A window configuration records the entire layout of one frame—all windows, their sizes, which buffers they contain, how those buffers are scrolled, and their values of point and the mark; also their fringes, margins, and scroll bar settings. It also includes the value of minibuffer-scroll-window. As a special exception, the window configuration does not record the value of point in the selected window for the current buffer. Also, the window configuration does not record the values of window parameters; see Window Parameters.

You can bring back an entire frame layout by restoring a previously saved window configuration. If you want to record the layout of all frames instead of just one, use a frame configuration instead of a window configuration; see Frame Configurations.

— Function: current-window-configuration &optional frame

This function returns a new object representing frame's current window configuration. The default for frame is the selected frame.

— Function: set-window-configuration configuration

This function restores the configuration of windows and buffers as specified by configuration, for the frame that configuration was created for.

The argument configuration must be a value that was previously returned by current-window-configuration. The configuration is restored in the frame from which configuration was made, whether that frame is selected or not. This always counts as a window size change and triggers execution of the window-size-change-functions (see Window Hooks), because set-window-configuration doesn't know how to tell whether the new configuration actually differs from the old one.

If the frame which configuration was saved from is dead, all this function does is restore the three variables window-min-height, window-min-width and minibuffer-scroll-window. In this case, the function returns nil. Otherwise, it returns t.

Here is a way of using this function to get the same effect as save-window-excursion:

          (let ((config (current-window-configuration)))
            (unwind-protect
                (progn (split-window-vertically nil)
                       ...)
              (set-window-configuration config)))
— Special Form: save-window-excursion forms…

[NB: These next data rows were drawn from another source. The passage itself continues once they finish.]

PR #3016, opened 2023-01-19
Refresh the Calendar DOM every minute

psieg:
This keeps relative dates accurate when the calendar's fetch frequency is much larger than a minute.
As fetching incurs network traffic and load on servers and most calendars don't update that often, simply refreshing locally is enough.

When using relative for today's events, dates will show as "in X minutes" or "ends in X minutes" for events within an hour and this goes out of date quickly. It's weird to see that the time is, say, 16:30 and an event that you know ends at 16:45 is shown to "ends in 23 minutes" because that's when the last fetch happened.

Please forgive me if there's style issue, I don't have npm set up on my machine to run the formatter.

### DIFF
--- a/modules/default/calendar/calendar.js
+++ b/modules/default/calendar/calendar.js
@@ -86,6 +86,9 @@ Module.register("calendar", {
 
 	// Override start method.
 	start: function () {
+		const ONE_SECOND = 1000; // 1,000 milliseconds
+		const ONE_MINUTE = ONE_SECOND * 60;
+
 		Log.info("Starting module: " + this.name);
 
 		// Set locale.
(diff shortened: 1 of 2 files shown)


modules/default/calendar/calendar.js
```diff
@@ -131,6 +134,14 @@ Module.register("calendar", {
 			// fetcher till cycle
 			this.addCalendar(calendar.url, calendar.auth, calendarConfig);
 		});
+
+		// Refresh the DOM every minute if needed: When using relative date format for events that start
+		// or end in less than an hour, the date shows minute granularity and we want to keep that accurate.
+		setTimeout(() => {
```
rejas, line 140: why is that setTimeout wrapped around setInterval?

modules/default/calendar/calendar.js
```diff
@@ -86,6 +86,9 @@ Module.register("calendar", {
 
 	// Override start method.
 	start: function () {
+		const ONE_SECOND = 1000; // 1,000 milliseconds
+		const ONE_MINUTE = ONE_SECOND * 60;
```
rejas, line 90: const ONE_MINUTE = 60000;

is clear enough :-)

rejas:
Good idea and PR. Just some minor clean/clear ups :-)

modules/default/calendar/calendar.js
psieg: The idea is to trigger the calendar refresh on the minute change such that the time is always accurate. If you just use an interval, you will off by half a minute on average :)

modules/default/calendar/calendar.js
psieg: This was in line with the rest of the file, I don't mind.

rejas (approved):

Issue #3019, opened 2023-01-21
Weather module: Wind arrow is inverted


MagMar94:
If using the `showWindDirectionAsArrow`-setting, the arrow points at where the wind is blowing from. I feel it is more appropriate to point it in the direction of the wind. This is how wind arrows usually work in weather forecasts.

MagMar94:
I am going to fix this, but should I hide it behind a setting and leave the current arrow as the default? That way no one will get the change forced on them. However, I think most people want the inverted arrow.

rejas:
I also think that we should have the arrow pointed in the direction the wind is going. That makes most sense. Thanks for your report (and hopefully your fix ;-)

rejas:
Thx for your PR!

PR #3020, opened 2023-01-21
Fix yr weather direction

MagMar94:
Fixes so the Yr weather direction is not inverted. This error was [reported in the community](https://forum.magicmirror.builders/topic/17561/wind-direction-180-degrees-twisted-at-yr).

I misunderstood when developing the module because of the wind direction arrow was pointing opposite to the arrow displayed on Yr.no. I renamed the variable to help other developers in the future.

### DIFF
--- a/CHANGELOG.md
+++ b/CHANGELOG.md
@@ -33,6 +33,7 @@ _This release is scheduled to be released on 2023-04-01._
 - Fix weathergov provider hourly forecast (#3008)
 - Fix message display with HTML code into alert module (#2828)
 - Fix typo into french translation
+- Yr wind direction is no longer inverted
 
 ## [2.22.0] - 2023-01-01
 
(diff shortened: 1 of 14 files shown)


rejas:
Will have a look at this later when home (and if there are tests for this) Have you checked if every provider handles wind direction the same?

MagMar94:
> Have you checked if every provider handles wind direction the same?

No, but I only changed the variable assignment in the Yr-provider.

I renamed the variable for everyone to make It easier to understand what value the weather module expects. If a provider returns the wrong value it will result in wrong cardinal directions.

I missed this when I implemented the provider, because I matched the arrow (`showWindDirectionAsArrow`) to what was displayed on Yr.no with the mirror. On Yr (and other weather services) arrows points in the direction the wind is blowing, but the current MM-implementation points to where the wind is blowing from. I will fix this in another PR referencing https://github.com/MichMich/MagicMirror/issues/3019. I created the issue to get some feedback before I fix it.

rejas (approved):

This special form records the window configuration, executes forms in sequence, then restores the earlier window configuration. The window configuration includes, for each window, the value of point and the portion of the buffer that is visible. It also includes the choice of selected window. However, it does not include the value of point in the current buffer; use save-excursion also, if you wish to preserve that.

Don't use this construct when save-selected-window is sufficient.

Exit from save-window-excursion always triggers execution of window-size-change-functions. (It doesn't know how to tell whether the restored configuration actually differs from the one in effect at the end of the forms.)

The return value is the value of the final form in forms. For example:

          (split-window)
               ⇒ #<window 25 on control.texi>
          (setq w (selected-window))
               ⇒ #<window 19 on control.texi>
          (save-window-excursion
            (delete-other-windows w)
            (switch-to-buffer "foo")
            'do-something)
               ⇒ do-something
               ;; The screen is now split again.
— Function: window-configuration-p object

This function returns t if object is a window configuration.

— Function: compare-window-configurations config1 config2

This function compares two window configurations as regards the structure of windows, but ignores the values of point and mark and the saved scrolling positions—it can return t even if those aspects differ.

The function equal can also compare two window configurations; it regards configurations as unequal if they differ in any respect, even a saved point or mark.

— Function: window-configuration-frame config

This function returns the frame for which the window configuration config was made.

Other primitives to look inside of window configurations would make sense, but are not implemented because we did not need them. See the file winner.el for some more operations on windows configurations.